In the present study, 23 variables were evaluated to improve the usability of our model, and eventually 15 key features were selected, including pO2, Hb, MV rate, pH, Apgar score at 5 min, FiO2, C-reactive protein, Apgar score at 1 min, red blood cell count, PIP, GA, highest FiO2 at the first 24 h, heart rate, BW, pCO2. Previous studies have indicated that lower GA, BW, and Apgar score were important factors associated with an increased risk of EF [7, 8, 10, 31], which is consistent with the present study. Lower GA, BW, and Apgar score usually indicate underdeveloped lungs, low lung compliance, high airway resistance, and an immature central respiratory drive. A high FiO2 requirement on day 1 of life could also be a marker of the severity of respiratory distress syndrome and brain immaturity [6]. In our study, the highest FiO2 during the first 24 h of life was a significant predictor of EF.
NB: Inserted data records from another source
PR #452, opened 2023-10-06
enable QUEST kwarg handling

JessicaS11:
Improve QUEST module functionality by adding kwarg handling.

Follows #441, and includes a few related updates for that PR:
- additional docstring details
- add new docs page to TOC
- removes dev notes
- adds (for download_all) quest continuation after a dataset fails to download


JessicaS11:
@zachghiaccio want to add the docs TOC piece here (so it renders on RTD). Then we can add the links and example to the argo branch? Happy to hear other suggestions too.

zachghiaccio (approved):

PR #458, opened 2023-10-17
fix spot number calculation

JessicaS11:
Recent addressing of a dev note brought to light the fact that internal spot number calculations were incorrect. Further investigation showed that this was [previously addressed](https://github.com/ICESat2-SlideRule/sliderule/commit/d051948547fc5b2de348bf63204b9ef59314ae89) in SlideRule (the function upon which the original icepyx implementation was based) and is now clearly displayed in a table in the [ATL03 ATBD](https://nsidc.org/sites/default/files/documents/technical-reference/icesat2_atl03_atbd_r005.pdf) (p128), but the changes did not make it upstream into icepyx at the time the error was discovered. This PR updates the spot number calculation and adds a warning for users.

### DIFF
--- a/icepyx/core/is2ref.py
+++ b/icepyx/core/is2ref.py
@@ -265,8 +265,11 @@ def _default_varlists(product):
         return common_list
 
 
-# dev goal: check and test this function
 def gt2spot(gt, sc_orient):
+    warnings.warn(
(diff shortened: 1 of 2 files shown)


jpswinski (approved):
Changes look good.  I doubled checked and went through and matched them to the updated SlideRule code.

We speculated that pH, pO2, and pCO2 within 6 h before extubation were significantly predictive of extubation readiness. Lower pH and pO2 and higher pCO2 indicate hypoventilation or severe pulmonary disease [2, 32], and are remarkable predictive factors for EF according to their SHAP values. In addition, abnormal vital signs such as heart rate were associated with a higher EF risk. The basic factor is commonly used in clinical practice, representing the vital status of a patient, and is included in many prediction models [33, 34].

As expected, pre-extubation Hb, RBC, and CRP levels were significantly different between the two groups. It remains controversial whether anemia causes apnea in premature neonates [25,26,27, 35], and this issue has not been well-studied in full-term newborns. Understandably, patients may be affected if the major oxygen transporter (erythrocyte and Hb) is reduced to a certain level. The association between CRP and EF could be explained by the fact that CRP is a measure of infection in the lungs, and, as shown in Fig. 3B, a higher CRP level was related to a higher EF risk.

The current study also showed that MV parameters before extubation, such as MV rate, FiO2, PIP, contribute to EF prediction in neonates. Previous studies have explored the benefits of MV parameters prior to extubation [25,26,27,28]. These studies indicated that there is a higher risk of EF when the effort of breathing results in a lower spontaneous tidal volume and there is an increased load on the respiratory muscles, as indicated by a high PIP, MV rate, and FiO2. In addition, when the patients were extubated from a high level of ventilator support, as shown by higher FiO2, PIP, and MV rates, their ability to sustain spontaneous breathing after extubation was overestimated. Therefore, the results of the present study provide support for serious consideration of EF in neonates prior to extubation.

This study has several limitations. First, there is disagreement regarding the definition of EF. The definition adopted in the present study was a time frame ≤ 72 h prior to re-intubation. However, a shorter period may miss a proportion of EF. Second, the data was from a single center, and there was no additional data to validate the robustness and universality of the model. Thus, further multicenter prospective study with larger samples should be conducted to validate the prediction model.

In conclusion, the current study screened 15 key features associated with EF and developed an XGBoost model that can better predict EF than other predictive models in neonates diagnosed with BPD.